Re: what is the difference between frequent subgraph mining from single large graph and multiple transactional graphs?
Date: October 28, 2018 01:33AM
Hi Maya,
From what I read about frequent subgraph mining, most frequent subgraph mining like GSpan can applied to a single graph or to a database of graphs. In other words, it is not difficult to adapt a frequent subbgraph mining algorithm so that it can be applied to these two scenarios. The main difference is how the support is calculated.
Lets say that you want to calculate the support of a subgraph:
If you have a single graph, then the support of the subgraph is usually calculated as the number of occurrences of that subgraph in that single graph. Also, you may want to decide whether you allows some overlapping occurrences or not.
If you have a database of graphs, then the support of the subgraph is the number of graphs that contains this subgraph.
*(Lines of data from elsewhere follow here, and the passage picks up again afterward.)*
PR #791, opened 2020-06-26
Minor/log location

GregoryHorvath:
Put `logger.log` into the folder alongside the other log files so it retains after a new deployment.

### DIFF
--- a/api/filehandler.py
+++ b/api/filehandler.py
@@ -1,0 +1,10 @@
+import logging
+import os
+
+
+class MakeFileHandler(logging.FileHandler):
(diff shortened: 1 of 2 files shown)


thenav56:
Hey @GregoryHorvath,  We would also need to update the deploy script https://github.com/IFRCGo/go-infrastructure/blob/develop/vms/init-api.sh#L65 to include volume for the new log directory.

GregoryHorvath:
> Hey @GregoryHorvath, We would also need to update the deploy script https://github.com/IFRCGo/go-infrastructure/blob/develop/vms/init-api.sh#L65 to include volume for the new log directory.

Oh yea sure, locally that's already done, I really need to start updating those files there.

PR #1105, opened 2021-06-11
handle case where incoming value for personnel deployment from molnix is null

batpad:
It is possible for the Molnix API to return null values for the secondment_incoming for a deployment. We were not handling this case and always expecting a value.

This fixes that and adds a message to the log output with the Molnix ID of the entry that did not have `incoming` data.

cc @vdeak @szabozoltan69 - whenever possible, if you could review, merge and deploy to staging, would be great (no rush). Thanks.


szabozoltan69 (approved):

szabozoltan69:
@batpad – Merged to develop and deployed to staging

PR #1112, opened 2021-06-22
update geom if it exists instead of adding new

geohacker:
Address an issue in the import script to not create new geometries. @batpad could you review?

### DIFF
--- a/api/management/commands/import-admin0-data.py
+++ b/api/management/commands/import-admin0-data.py
@@ -117,11 +117,17 @@ class Command(BaseCommand):
           country = Country.objects.get(iso=feature_iso2, record_type=1)
 
           if options['update_geom']:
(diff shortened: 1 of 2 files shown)


batpad:
Ah, I see, you were correctly updating the district / country, but creating a new row for the geometry - ha, this looks good.

@geohacker should it be safe to just merge this and re-run the import command, or would we need to do anything else in the db before running the command?

This fix looks good to me.

batpad (approved):

geohacker:
We should be able to rerun, might have to manually remove the duplicate geom on staging but need to confirm the import actually happened.

szabozoltan69:
Deployed to staging, now re-running the two (different) import-admin0-data commands...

Thus, the main difference between these two scenarios is how the support of a subgraph is calculated. In both cases, calculating the support of a subgraph requires to find all occurrences of the subgraph. This gives you the support in the case of a single graph. In the case of multiple graphs, you also find all occurrences, but need to also check if theses occurrences appear in a same graph. Thus you need to keep the graph ID of each occurrence to calculate the support in the case of multiple graphs. It is just some simple modification to how the support is calculated.
By the way, it is also possible to modify subgraph mining algorithms to work on graphs with directed edges or undirected edges. This is also I think a simple modification.
Best regards,
Edited 1 time(s). Last edit at 10/28/2018 01:34AM by webmasterphilfv.